What Shopify Does Natively for Lazy Loading
Shopify doesn't have a single "lazy loading" toggle in your admin panel. There's no checkbox under Settings → Performance that enables it store-wide. Instead, Shopify provides tools for theme developers to implement lazy loading — and whether those tools are used depends entirely on your theme.
Here's what Shopify provides at the platform level:
The image_tag Liquid filter — When themes use this filter to render images, Shopify can automatically set loading="lazy" on images in sections that appear lower on the page.
The section.index property — Tells theme developers the position of a section on the page, allowing conditional logic: eager-load the first 2 sections, lazy-load everything below.
Automatic WebP/AVIF conversion — Shopify's CDN automatically serves images in modern formats when the browser supports them, reducing file sizes by 25–50%.
Responsive image srcset — The image_tag filter generates multiple image sizes so browsers download the right size for each screen.
These are solid building blocks. But they're building blocks — not a complete solution. The gap between "tools available" and "tools actually used in your store" is where most performance problems live.
Curious where your store stands? Run a free speed test to see if lazy loading is helping or hurting your performance.
How Shopify's image_tag and section.index Work
The image_tag Liquid filter is Shopify's recommended way to render images in themes. When a theme developer uses it correctly, it handles responsive sizing, format conversion, and lazy loading in one line:
{{ product.featured_image | image_url: width: 800 | image_tag: loading: "lazy" }}
But the real power comes from combining it with section.index. This property tells the theme which position a section occupies on the page. Shopify's performance team recommends using it like this:
{%- liquid
if section.index > 2
assign loading = "lazy"
else
assign loading = "eager"
endif
-%}
{{ section.settings.image | image_url: width: 1080 | image_tag: loading: loading }} This code eager-loads images in the first two sections (typically hero and featured collection) and lazy-loads everything below. It's a smart approach that avoids the #1 lazy loading mistake — lazy loading your LCP image.
Key detail: The section.index property was only introduced in late 2022. Themes built before this date don't use it, meaning they either lazy load everything (bad for LCP) or nothing (bad for below-fold performance).
The image_tag filter also generates a srcset attribute with multiple image widths, letting the browser pick the optimal size. This works with lazy loading — when the browser decides to load a lazy image, it picks the right size from the srcset based on the viewport width.
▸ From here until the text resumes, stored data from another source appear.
PR #6315, opened 2025-08-28
Adjust Engulfing Tutorial

### LINKED ISSUE #4916: Make sure engulfing tutorial is not too difficult by pointing to a small cell
Maybe either the engulfing tutorial shouldn't be able to point to a cell at all or only to cells above a given size (so that the speed difference between the player and the target isn't super high). That way it would ensure the tutorial doesn't point to a small super fast cell that is hard to eat. I had difficulty on the Thrive podcast 31 trying to complete the tutorial as I had like 5 organelles and I was trying to eat a single hex cell.

Or maybe it'd be enough to compare the speed of the player versus the other cells?

dylanlee082:

This PR adds an additional check to the engulfing tutorial to only select a closest object to engulf if it is bigger than the player object size * .4. 

Hi! As this is my first time contributing I had some questions, hopefully this is the right place for them.
Questions:
- Should the .4 value be in a CONSTANT?
- I took a bit of a guess with .4. I tried using half the player objects size and found that many of the other objects in the beginning of the game are size 2 and the player object is size 5, so with .5 all of the objects are smaller than 2.5 and therefore can't be engulfed. It's also hard that the CanEngulfObject size with the ratio is typically 3. Is there a more deterministic way to come up with a value for this?
- The issue description talks about maybe using the player and cell speed to determine which objects to use, but I can't find where in the codebase speed is calculated.

**Related Issues**

closes #4916 

**Progress Checklist**

      break existing features:
      members reviewing this PR)

### DIFF
--- a/src/microbe_stage/components/Engulfer.cs
+++ b/src/microbe_stage/components/Engulfer.cs
@@ -189,6 +189,13 @@ public static class EngulferHelpers
             if (!compounds.Compounds.Any(p => usefulCompoundSource.IsUseful(p.Key)))
                 continue;
 
+            // Skip entities that are too small to catch easily
+            // TODO: Does this .4 need to be in a CONSTANT?
+            // TODO: What is a deterministic way to come up with a better guess than .4 the size of the player object
+            // TODO: How is player object and the engulfable objects speed calculated to maybe compare a percentage of that instead?
+            if ((engulfer.EngulfingSize / .4) > engulfable.AdjustedEngulfSize)
+                continue;
+
             if (nearestPoint == null || distance < nearestDistanceSquared)
             {
                 nearestPoint = entityPosition.Position;
--- a/src/microbe_stage/components/Engulfer.cs
+++ b/src/microbe_stage/components/Engulfer.cs
@@ -190,10 +190,7 @@ public static class EngulferHelpers
                 continue;
 
             // Skip entities that are too small to catch easily
-            // TODO: Does this .4 need to be in a CONSTANT?
-            // TODO: What is a deterministic way to come up with a better guess than .4 the size of the player object
-            // TODO: How is player object and the engulfable objects speed calculated to maybe compare a percentage of that instead?
-            if ((engulfer.EngulfingSize / .4) > engulfable.AdjustedEngulfSize)
+            if (engulfer.EngulfingSize / .4 > engulfable.AdjustedEngulfSize)
                 continue;
 
             if (nearestPoint == null || distance < nearestDistanceSquared)


hhyyrylainen:
> Should the .4 value be in a CONSTANT?

Yes, it might need future tweaking so placing it in `Constants.cs` would be preferable.

> I took a bit of a guess with .4. I tried using half the player objects size and found that many of the other objects in the beginning of the game are size 2 and the player object is size 5, so with .5 all of the objects are smaller than 2.5 and therefore can't be engulfed. It's also hard that the CanEngulfObject size with the ratio is typically 3. Is there a more deterministic way to come up with a value for this?

Engulfing size is based on the adjusted hex size of an object. There's a constant that specifies how much bigger you need to be. This is the code that does that check:

```c#
            if (engulfer.EngulfingSize < targetSize * Constants.ENGULF_SIZE_RATIO_REQ)
                return EngulfCheckResult.TargetTooBig;
```

> The issue description talks about maybe using the player and cell speed to determine which objects to use, but I can't find where in the codebase speed is calculated.

Well that's quite complicated... we don't really have an accurate static calculation method for speed. So basing a speed estimate on size is likely the best option (I didn't look at the changes yet but that sounds like exactly what you did already).

There's a separate issue about fixing the speed calculation display in the editor, but this is quite a hard issue to tackle:

https://github.com/Revolutionary-Games/Thrive/issues/2095

---

I'll review the code changes in this PR sometime soon. Thanks for the interest in contributing to Thrive.

src/microbe_stage/components/Engulfer.cs
```diff
@@ -189,6 +189,10 @@ public static EngulfCheckResult CanEngulfObject(this ref Engulfer engulfer, uint
             if (!compounds.Compounds.Any(p => usefulCompoundSource.IsUseful(p.Key)))
                 continue;
 
+            // Skip entities that are too small to catch easily
+            if (engulfer.EngulfingSize / .4 > engulfable.AdjustedEngulfSize)
```
hhyyrylainen: Putting this here will impact AI behaviour as well. Perhaps it would be good to have a new parameter for this method to `skipLikelyTooFastTargets`? That way the info that is fed through the tutorial to the player could use that flag and the microbe AI, for now at least, could keep the old behaviour?

dylanlee082: Done, although I am unable to find where the AI is using this function. It looks like MicrobeAISystems has it's own function for doing this work called, GetNearestPreyItem.

dylanlee082:
For the tutorial it seems odd to have so much of this logic when it would potentially be easier to spawn new entities as needed for the tutorial. I looked through some of the other tutorials, like the initial glucose one, and it seems like that just isn't the pattern used so far in the game, but is that something you guys have already thought through?

src/microbe_stage/components/Engulfer.cs
hhyyrylainen: Yeah, that's probably due to efficiency. The microbe AI uses a shared cache of objects. Still, it is good here to add that parameter as the name of this method is pretty general so it would be surprising to by default filter by predicted speed.

hhyyrylainen:
> For the tutorial it seems odd to have so much of this logic when it would potentially be easier to spawn new entities as needed for the tutorial. I looked through some of the other tutorials, like the initial glucose one, and it seems like that just isn't the pattern used so far in the game, but is that something you guys have already thought through?

Well way back in the day like 2015, we had a separate tutorial environment the player was first spawned in. In that environment none of the usual gameplay things were running for absolute control of the tutorial. But since the engine changes the new tutorial was made from scratch has a reimplementation. And the main idea behind the tutorial was that it would provide context-dependent short tips the player needs to get started with Thrive. Since then due to people asking for it I've added some tutorials with way more text, but the primary way the tutorial is constructed still so that it just reacts to the game state and introduces parts of the game as they become relevant.

So yeah, our tutorial does not cheat at all, it just points out key game mechanics as they naturally happen. This also has the benefit that the tutorial is not detached from the actual game and doesn't require a separate gameplay environment to work.

simulation_parameters/Constants.cs
```diff
@@ -1455,6 +1455,13 @@ public static class Constants
     /// </summary>
     public const float MOVEMENT_MODE_SELECTION_DELAY = 1.55f;
 
+    /// <summary>
+    ///   The size ratio an entity has to be in relation to the player for the engulfable tutorial to point to it.
+    ///   This is to increase the chances of catching the target entity during the tutorial to reduce player
+    ///   frustration.
+    /// </summary>
+    public const float TUTORIAL_ENGULFABLE_SIZE_RATIO = .4f;
```
hhyyrylainen:
```suggestion
    public const float TUTORIAL_ENGULFABLE_SIZE_RATIO = 0.4f;
```

src/microbe_stage/MicrobeStage.cs
```diff
@@ -361,7 +361,7 @@ public override void _Process(double delta)
                     var position = engulfer.FindNearestEngulfableSlow(ref Player.Get<CellProperties>(),
                         ref Player.Get<OrganelleContainer>(), ref Player.Get<WorldPosition>(),
                         Player.Get<CompoundStorage>().Compounds, Player, Player.Get<SpeciesMember>().ID,
-                        WorldSimulation);
+                        WorldSimulation, skipLikelyTooFastTargets: true);
```
hhyyrylainen, line 364:
```suggestion
                        WorldSimulation, true);
```

src/microbe_stage/components/Engulfer.cs
```diff
@@ -189,6 +190,11 @@ public static EngulfCheckResult CanEngulfObject(this ref Engulfer engulfer, uint
             if (!compounds.Compounds.Any(p => usefulCompoundSource.IsUseful(p.Key)))
                 continue;
 
+            // Skip entities that are too small to catch easily
+            if (skipLikelyTooFastTargets &&
+                engulfer.EngulfingSize / Constants.TUTORIAL_ENGULFABLE_SIZE_RATIO > engulfable.AdjustedEngulfSize)
+                continue;
+
```
hhyyrylainen:
```suggestion
                engulfer.EngulfingSize / Constants.TUTORIAL_ENGULFABLE_SIZE_RATIO > engulfable.AdjustedEngulfSize)
                {
                    continue;
                }

```

src/microbe_stage/components/Engulfer.cs
```diff
@@ -189,6 +190,13 @@ public static EngulfCheckResult CanEngulfObject(this ref Engulfer engulfer, uint
             if (!compounds.Compounds.Any(p => usefulCompoundSource.IsUseful(p.Key)))
                 continue;
 
+            // Skip entities that are too small to catch easily
+            if (skipLikelyTooFastTargets &&
+                engulfer.EngulfingSize / Constants.TUTORIAL_ENGULFABLE_SIZE_RATIO > engulfable.AdjustedEngulfSize)
+                {
```
hhyyrylainen: Well I missed up here with the Github code editor.

I'll pull the changes locally to fix this and do some testing if the gameplay change is now good.

dylanlee082:
Turns out I had a bug. My original approach on this was to divide cell size by 2 and then compare and when I realized that wasn't going to work I switched the value to .4, but then never switched from dividing to multiplying. This now fixed. I also dropped the constant from .4 to .35 to ensure it will find more entities.

hhyyrylainen (approved):
I think this is pretty well tuned now. As long as there's some engulf candidates in the first two generations this seems to always trigger. Though if the player goes for full organelle amounts for 3 generations then this tutorial might not trigger until the player adds iron organelles, but I think this is about tuned well enough to trigger for most players, I think. 

Thanks for improving this tutorial.

PR #6317, opened 2025-08-29
Make hydrogen sulfide clouds deal damage

dligr:

Makes hydrogen sulfide clouds deal damage to cells that don't have chemosynthesizing proteins.

This doesn't mean much for sulfur-based metabolism, but sulfur itself is now a bit more unique.

**Related Issues**

Discussion in [this thread](https://forum.revolutionarygamesstudio.com/t/wrapping-up-the-microbe-stage/1170)

**Progress Checklist**

      break existing features:
      members reviewing this PR)


HyperbolicHadron:
I didn't test for long, but I did check that damage is taken without chemosynthesizing proteins and immunity is granted when adding them. The damage taken seems to be reasonable on Normal difficulty, though I wonder if it might be a bit too high on Easy difficulty. (I wasn't able to notice if Easy difficulty changed the damage taken by a noticeable amount, it seemed the same to me)

Deus-Codes:
Tested this for about 20 minutes; very good work, and it's cool to see a relatively simple tweak have a solid effect on gameplay, especially early on. Sulfur has been a pretty under-served metabolism, so this definitely adds a strong characteristic to it which can dramatically influence how we approach it. 

I think damage was fair; again, it doesn't need to be a gigantic hazard that you're likely to die to, just enough to deter the player. This is simple hazard to avoid just by placing one chemosynthesizing part, which is how it should be for a cloud. 

We do probably want to attach some sort of reason why a player shouldn't be incentivized to just keep one part in their organism with no consequences for the rest of their game. I think adding some oxygen tolerance debuff would be a good way of doing this. I can do that myself though when I generally tackle balancing metabolism, which is much needed. Balancing the availability of sulfur, how quickly it deteriorates, and environmental events adding sulfur as a hazard event, is also another control we can account for. 

Not saying the above to make you implement this all by the way. As is, this is a PU I think should be accepted.

HyperbolicHadron:
> We do probably want to attach some sort of reason why a player shouldn't be incentivized to just keep one part in their organism with no consequences for the rest of their game.

Having the first part cost a significant amount more than consecutive parts would also help out in this area, since it would not be a cheap investment to unlock the first chemosynthesizing part just to provide immunity.

Deus-Codes (approved):

simulation_parameters/microbe_stage/organelles.json
```diff
@@ -197,6 +197,9 @@
         "Capacity": 0.25
       }
     },
+    "FeatureTags": [
```
hhyyrylainen, line 200: Shouldn't the eukaryotic part variant also provide the protection?

src/microbe_stage/systems/CompoundAbsorptionSystem.cs
hhyyrylainen, line 1: I feel like it is wrong to put the code in here like this.

In my opinion a cleaner approach would be to mark hydrogen sulfide compound as always useful, and then something like osmoregulation and healing system could also deal damage if the cell is storing hydrogen sulfide and has no protection against it. To me it feels wrong to put this one special kind of damage type into the base absorption system.

hhyyrylainen:
Also one thing that might need considering is the AI. Taking in hydrogen sulfide and being damaged should make the AI move in a random roughly forwards direction at full speed for a few seconds. Because if the AI stops in a hydrogen sulfide cloud it will be really strange for the player to see the AI just want to die. Even fully sessile cells I think need to attempt this manoeuvre.

src/microbe_stage/CompoundCloudPlane.cs
```diff
@@ -734,19 +734,22 @@ public void AbsorbCompounds(int localX, int localY, CompoundBag storage,
                 break;
 
             // Skip if compound is non-useful or disallowed to be absorbed
-            if (!compoundDefinitions[i]!.IsAbsorbable || !storage.IsUseful(compound))
+            if (!compoundDefinitions[i]!.IsAbsorbable || (!storage.IsUseful(compound) && compound != Compound.Hydrogensulfide))
```
hhyyrylainen: I think this line can now be reverted?

src/microbe_stage/systems/CompoundAbsorptionSystem.cs
```diff
@@ -25,6 +25,11 @@ public CompoundAbsorptionSystem(CompoundCloudSystem compoundCloudSystem, World w
         this.compoundCloudSystem = compoundCloudSystem;
     }
 
+    protected override void PreUpdate(float delta)
```
hhyyrylainen: This looks like it can also be reverted.

src/microbe_stage/systems/CompoundAbsorptionSystem.cs
dligr: What I've noticed is that there are some side effects to marking hydrogen sulfide as always useful. For one thing, it makes the hydrogen sulfide storage bar always visible. It also seems like AI now always considers hydrogen sulfide to be useful and ends up taking damage trying to collect it.

While there are possible workarounds, would implementing them be a cleaner solution than detecting sulfide clouds in the absorption system?

hhyyrylainen: Yeah, I think that is probably preferable. There's been talk in the past about converting toxins into clouds as well, and for that a "forced absorption" mechanic would be useful. 

So I'd say that would be worth it to do now: adding a new flag for a Compound that forces it to be always absorbed. Maybe calling it something like `AlwaysAbsorbed` or something about forced absorption would be suitable?

src/microbe_stage/CompoundCloudPlane.cs
dligr: This is probably no longer relevant since the condition was changed (now it has to be present, because hydrogen sulfide isn't `AlwaysUseful`)

src/microbe_stage/systems/MicrobeAISystem.cs
```diff
@@ -343,6 +343,15 @@ private void ChooseActions(in Entity entity, ref MicrobeAI ai, ref CompoundAbsor
             }
         }
 
+        // If motionless inside a hydrogen sulfide cloud, move away
+        if (!organelles.HydrogenSulfideProtection
+            && compounds.GetCompoundAmount(Compound.Hydrogensulfide) > MathUtils.EPSILON
+            && control.MovementDirection != Vector3.Zero)
```
hhyyrylainen: Isn't this last condition the wrong way around? Doesn't this now check that if the cell *is* moving?

src/microbe_stage/MicrobeHUD.cs
```diff
@@ -424,6 +424,18 @@ protected override void UpdateBarVisibility(Func<Compound, bool> isUseful)
...
 
         ingestedMatterBar.Visible = GetPlayerUsedIngestionCapacity() > 0;
+
+        foreach (var (compound, bar) in compoundBars)
+        {
+            if (bar.Visible)
+                continue;
+
+            if (SimulationParameters.GetCompound(compound).AlwaysAbsorbable
+                && GetPlayerStorage().GetCompoundAmount(compound) > MathUtils.EPSILON)
```
hhyyrylainen: `GetPlayerStorage()` should be outside the loop in my opinion (and stored in a variable)

src/microbe_stage/CompoundCloudPlane.cs
```diff
@@ -734,7 +734,8 @@ public void AbsorbCompounds(int localX, int localY, CompoundBag storage,
                 break;
 
             // Skip if compound is non-useful or disallowed to be absorbed
-            if (!compoundDefinitions[i]!.IsAbsorbable || !storage.IsUseful(compound))
+            if (!compoundDefinitions[i]!.IsAbsorbable
+                || (!storage.IsUseful(compound) && !compoundDefinitions[i]!.AlwaysAbsorbable))
                 continue;
```
hhyyrylainen, line 740:
```suggestion
            {
                continue;
            }
```

PR #498, opened 2015-03-08
Applied change from #494 to Visual C++

Andne:
PlatformSpecificRunTestInASeperateProcess was modified to be a function pointer as part of pull request #494.  That change wasn't also applied to the VisualCpp copy of UtestPlatform.cpp, so I applied it to this file as well.


arstrube:
Thanks @Andne - much appreciated!

PR #501, opened 2015-03-09
These tests will bring up statement coverage for UTestPlatform.cpp (GCC) to 100%

arstrube:
They are rather simple-minded and don't do any checking (yet?). Some observations:

1. `PlatformSpecificFOpen()`, `PlatformSpecificFPuts()` - it seems like those functions probably don't get used anywhere in CppUTest. One could write some stuff in an actual temp file, read it back and have the test compare it. However, temporary files (that get automatically unlinked) are not supported under Cygwin, as far as I know.

2. `GetPlatformSpecificTimeString()` - this doesn't seem to be used, either. The interface does not allow for any kind of sensible test.

3. `PlatformSpecificMutexLock` and `PlatformSpecificMutexLock` - better tests might be possible for this. Personally, I have no experience so I left it at this.


basvodde:
Commented on this change in another pull request. I'm uncomfortable with this because the tests don't test anything and they are purely created for coverage sake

Which Shopify Themes Have Native Lazy Loading?
Not all themes are equal when it comes to lazy loading implementation. Here's the breakdown:
Themes With Good Native Lazy Loading
Dawn (and Dawn-based themes) — Uses image_tag + section.index correctly. Also adds fetchpriority="high" on LCP images. This is Shopify's reference implementation and the gold standard for theme performance.
Sense, Craft, Taste, Colorblock — Shopify's own free themes, all built on the Dawn architecture. They inherit the same lazy loading logic.
Most premium themes updated after 2023 — Reputable theme developers like Out of the Sandbox, Archetype, and Prestige have updated their themes to use section.index and image_tag.
Themes With Poor or No Native Lazy Loading
Themes built before 2022 — These pre-date section.index and often use JavaScript lazy loading libraries like lazysizes, or no lazy loading at all.
Heavily customized themes — Even if the base theme had lazy loading, custom modifications often break it. Developers adding custom sections frequently skip the section.index logic.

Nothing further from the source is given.